Соединения растворяли в диметилсульфоксиде (ДМСО) и титровали в концентрациях от 500 до 0,025 мг/л. Концентрация препарата в среде соседних пробирок отличалась в два раза. Результат учитывали после 72-часового культивирования бактерий при 37°С. Установлено, что препараты I-III угнетают размножение использованных простейших в концентрациях от 50 до 0,1 мкг/мл.

Эксперимент 12. Определение возможности использования заявляемых соединений для борьбы со смешанной микробной инфекцией.

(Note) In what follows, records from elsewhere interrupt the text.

PR #431, opened 2025-06-04
Sync A2A Tool

njbrake:
I think we need to refactor our use of asyncio in our sync calls so that it appropriately attaches to or runs a new loop. Once that gets fixed, adding a sync call for getting the A2A Tool gets simpler (just requires an additional call to grab the agent name and doc right away).

### DIFF
--- a/tests/integration/test_serve_agent.py
+++ b/tests/integration/test_serve_agent.py
@@ -41,6 +41,7 @@ async def test_agent_serving_and_communication(test_port):
     proc = multiprocessing.Process(target=run_agent, args=(test_port,), daemon=True)
     proc.start()
     server_url = f"http://localhost:{test_port}"
+    await asyncio.sleep(3)
 
     try:
         async with httpx.AsyncClient() as httpx_client:


docs/agents/tools.md
```diff
@@ -77,14 +77,14 @@ MCP can either be run locally ([MCPStdio][any_agent.config.MCPStdio]) or you can
 
     More information about serving agents over the A2A protocol can be found [here](../serving.md)
 
-`any-agent` provides a tool to wrap a connection to another another agent served over the A2A protocol, by invoking the `any_agent.tools.a2a_tool` function, as shown in the following example:
+`any-agent` provides a tool to wrap a connection to another another agent served over the A2A protocol, by invoking the `any_agent.tools.a2a_tool` or `any_agent.tools.a2a_tool_async` function, as shown in the following example:
```
javiermtorres: Should we make a detailed account of the conditions and expectations? Like,

> When using the async functions, the user is responsible for managing the event loop. However, when using the sync functions, no event loop must have been created or started in the application.

src/any_agent/frameworks/any_agent.py
```diff
@@ -104,13 +104,23 @@ def create(
...
-                tracing=tracing,
+        try:
+            return asyncio.get_event_loop().run_until_complete(
+                cls.create_async(
+                    agent_framework=agent_framework,
+                    agent_config=agent_config,
+                    tracing=tracing,
+                )
+            )
+        except RuntimeError:
```
javiermtorres: Is there a more specific error we can check?
Also, can we factor this out, like....

```
def exec(callable):
        try:
            return asyncio.get_event_loop().run_until_complete(
                callable()
            )
        except RuntimeError:
            # No running event loop, we can use asyncio.run()
            return asyncio.run(
                callable()
            )
```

У лабораторных животных (морские свинки) выбривали часть волосяного покрова, наносили поверхностные царапины и втирали микробную смесь, состоящую из грибов рода Candida, стафилококка, кишечной палочки и энтерококка (штаммы см. пример 12). Через 24 часа у всех животных возникал местный воспалительный процесс. Для лечения использовали мазь, приготовленную из веществ I или II и ланолина. Вещества были добавлены в количестве 300 мг/кг. В контролях наносили чистый ланолин или стандартную мазь флюконазола. Каждая группа включала 5 животных. Критерием эффективности был срок полного заживления и восстановления кожного покрова. У животных в группах, леченных веществами, выздоровление наступило через 5 дней. В группах, получавших лечение ланолином или флюконазолом, через 6 дней все животные были больны и в дальнейшем были пролечены препаратами II и III.

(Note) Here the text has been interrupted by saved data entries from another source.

PR #435, opened 2025-06-06
refactor(tracing): Instrument at the instance level.

daavoo:
- Decouple `AgentTrace` generation from exporter.
- Create a single global exporter. No config.
- Drop `AnyAgent.exit`. instrument/uninstrument happens within `AnyAgent.run_async`.
- Add `instrument` argument allowing to force skip on `run` calls (use that in eval).

---

@njbrake @javiermtorres I intentionally went a little aggressive on changing/removing things. Happy to hear any push backs


src/any_agent/frameworks/any_agent.py
```diff
@@ -135,40 +123,46 @@ async def _load_tools(
...
+        self, prompt: str, instrument: bool = True, **kwargs: Any
+    ) -> AgentTrace:
         """Run the agent asynchronously with the given prompt."""
-        run_id = str(uuid4())
         with self._tracer.start_as_current_span(
             f"invoke_agent [{self.config.name}]"
         ) as invoke_span:
+            if instrument and self._instrumentor:
+                trace_id = invoke_span.get_span_context().trace_id
+                async with self._lock:
```
daavoo: This is to handle the scenario like:

https://github.com/mozilla-ai/any-agent/blob/ec97de5dbdfbc0c08aaf105344d57e7efc5c4244/tests/integration/test_load_and_run_agent_twice.py#L30-L33

src/any_agent/tracing/__init__.py
```diff
@@ -0,0 +1,19 @@
+from opentelemetry import trace
+from opentelemetry.sdk.trace import TracerProvider
+from opentelemetry.sdk.trace.export import SimpleSpanProcessor
+
+from .exporter import _ConsoleExporter
+
+TRACE_PROVIDER = TracerProvider()
+trace.set_tracer_provider(TRACE_PROVIDER)
+TRACE_PROVIDER.add_span_processor(SimpleSpanProcessor(_ConsoleExporter()))
```
daavoo: Decided to just add a single global console exporter. Adding the helper function below for people to be able to disable console outputs

javiermtorres:
I don't have the use case totally clear. Is this instrumentation then active just within the scope of run? Is the pipeline configurable, or are we fixing it to the single exporter? Are the spans received always with the result of the run?

src/any_agent/tracing/exporter.py
```diff
@@ -36,32 +33,21 @@ def _get_output_panel(span: AgentSpan) -> Panel | None:
...
-        self.run_trace_mapping: dict[str, int] = {}
+class _ConsoleExporter(SpanExporter):
+    def __init__(self) -> None:
+        self.console: Console = Console()
 
-        if self.tracing_config.console:
-            self.console = Console()
+    def print_to_console(self, span: ReadableSpan) -> None:
+        if scope := span.instrumentation_scope:
+            if scope.name != "any_agent":
```
njbrake: 💅  but might be good to elevate this string variable so that its clear what piece of the code is creating this string that this function relies on.

src/any_agent/tracing/instrumentation/agno.py
```diff
@@ -76,18 +77,24 @@ def __init__(self) -> None:
...
 
-    def instrument(self, tracer: Tracer) -> None:
-        async def wrap_aprocess_model_response(  # type: ignore[no-untyped-def]
-            wrapped,
-            instance: Model,
-            args,
-            kwargs,
+    def instrument(self, agent: AgnoAgent) -> None:
+        if len(agent._running_traces) > 1:
+            return
```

Выздоровление этих групп наступило еще через 7 дней. Таким образом, полученные данные свидетельствуют, что заявляемые препараты могут быть использованы местно для борьбы со смешанными инфекциями, вызванные грамположительными и грамотрицательными бактериями и грибами.

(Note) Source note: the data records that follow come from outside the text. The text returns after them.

PR #442, opened 2025-06-06
Dynamic port assignment in async tests

javiermtorres:
The port can be left to 0, so the OS will assign any to the server. However, the agentcard needs to be updated since its url will have port=0.

### DIFF
--- a/src/any_agent/serving/server.py
+++ b/src/any_agent/serving/server.py
@@ -61,6 +61,9 @@ async def serve_a2a_async(
     task = asyncio.create_task(uv_server.serve())
     while not uv_server.started:  # noqa: ASYNC110
         await asyncio.sleep(0.1)
+    if port == 0:
+        server_port = uv_server.servers[0].sockets[0].getsockname()[1]
+        server.agent_card.url = f"http://{host}:{server_port}/{endpoint.lstrip("/")}"
     return (task, uv_server)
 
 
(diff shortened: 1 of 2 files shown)


njbrake (commented):
I think this direction is fine, only comment would be that if you use the dynamic port allocation feature, lets use it everywhere in the tests and get rid of the test_port fixture. I know this PR is in draft and you are probably planning to do that anyways :) 💯

njbrake (approved):
Thanks for your work on this. I'll offer one other design option for you to consider: what if you bound to a socket in the any_agent serve function and then passed that socket in to the underlying serve functions? That way the AnyAgent.serve_async handles all the logic around picking the right port, and the underlying functions aren't responsible for creating and parsing the port.

This would also make it so that when we add support for MCP/ACP etc, you won't need to re-implement the port selection and parsing logic (even though it's only a few lines of code so no big deal).

Feel free to take this or leave it, since what you have here I think is also good.

Screenshot 2025-06-09 at 12 02 19 PM

njbrake:
@javiermtorres  oh one more comment, you can probably delete the test_port fixture altogether before you merge this.

javiermtorres:
We'd need to set the sockets in the part where the uvicorn server is created:
image
But, otoh, it's better than setting the port to 0 and retrieving the port from the uvicorn internals, given that uvicorn allows us to provide the serving sockets. It may even give me the possibility to arrange the port info for the agentcard beforehand instead of retrofitting it. I'll give it a try tomorrow. I'll also try to arrange things so that Hypercorn can be easily tested later on, since we're isolating our code more and more from the underlying ASGI server.

javiermtorres:
> Thanks for your work on this. I'll offer one other design option for you to consider: 

Let's move this work to a follow up PR. The port assignment works fine at the moment, and moving from port tweaking to socket tweaking will not be a big issue.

Эксперимент 13. Определение возможности использования заявляемых соединений для предотвращения порчи продуктов.

В качестве модели было использовано сливочное масло, в которое были добавлены микробы, поименованные в примере 12 в количестве 10⁵ бактерий каждого вида на 1 грамм масла. В масло также были добавлены испытуемые вещества I, II, III (готовили по 10 проб на каждое вещество). Вещества добавляли в количестве 200 или 300 мг/кг. Пробы инкубировали при 37°С, каждый день делая количественные высевы на питательные среды, предназначенные для роста соответствующих бактерий и грибов. В контроле, в масло был добавлен растворитель - ДМСО, использованный для приготовления проб испытуемых препаратов. После 24 часов инкубации в контрольных пробах зарегистрировано нарастание количества внесенных микробов в 10 раз. Из проб, где вещества были внесены в количестве 300 мг/кг, микроорганизмы не высевались. При внесенных 200 мг/кг у пробы II зарегистрировано сохранение внесенного количества псевдомонад. Через две недели (время наблюдения) в пробах, содержащих 300 мкг/мл веществ II и III, роста микробов не наблюдалось.

Полученные данные свидетельствуют о возможности защиты пищевых продуктов от смешанной микробной порчи.

Промышленная применимость

Приведенные выше примеры и практические результаты синтеза и анализа заявляемых соединений подтверждают возможность лабораторного и промышленного синтеза заявляемых соединений средствами, освоенными современной фармацевтической и химической промышленностью, а также их строгую идентификацию общепринятыми методами контроля.

Серия экспериментов по определению биологической активности, представленная в отчетах, показала, что заявляемые соединения обладают выраженными противогрибковым (против одно- и многоклеточных грибов), а также противобактериальным и противовирусным, а также противоопухолевым и противоболевым действием. Приведенные факты доказывают достижение задач, поставленных изобретением.